-- SOURCE MATERIAL follows --

PR #174, opened 2020-12-14
Add a step to install needed .NET SDKs to pipeline

barustum:


jamdavi (approved):

abhipsaMisra (approved):
what about netcore 3.1? is it available by default?

barustum:
> what about netcore 3.1? is it available by default?

Not sure. But based on the current run, it doesn't seem like it's needed:
https://azure-iot-sdks.visualstudio.com/azure-iot-sdks/_build/results?buildId=74731&view=results

Will wait for the pipeline to finish before merging.

barustum:
> > what about netcore 3.1? is it available by default?
> 
> Not sure. But based on the current run, it doesn't seem like it's needed:
> https://azure-iot-sdks.visualstudio.com/azure-iot-sdks/_build/results?buildId=74731&view=results
> 
> Will wait for the pipeline to finish before merging.



> > what about netcore 3.1? is it available by default?
> 
> Not sure. But based on the current run, it doesn't seem like it's needed:
> https://azure-iot-sdks.visualstudio.com/azure-iot-sdks/_build/results?buildId=74731&view=results
> 
> Will wait for the pipeline to finish before merging.

Looks like it's needed. Adding it now.

drwill-ms (approved):

PR #178, opened 2021-02-03
Update FileUploadSample to use the new storage client

abhipsaMisra:
Turns out, customers directly copy over the code from samples to use in their applications.
For this reason, I am updating our FileUploadSample to use the non-deprecated storage client.


vinagesh (approved):

ChristianBeier:
please add a comment or outline that this sample will override the exiting blob. In most cases this is not a wished behaviour.

PR #181, opened 2021-02-10
Update device SDK version module sample

drwill-ms:


abhipsaMisra (commented):
Will this give a signal to customers that we are now officially supporting net5.0.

-- SOURCE MATERIAL concluded --

> WHAT IS BEING ASKED
Search the data above for the string "default" and copy each line that has it.

> ANSWER FOR THIS EXERCISE
what about netcore 3.1? is it available by default?
> what about netcore 3.1? is it available by default?
> > what about netcore 3.1? is it available by default?
> > what about netcore 3.1? is it available by default?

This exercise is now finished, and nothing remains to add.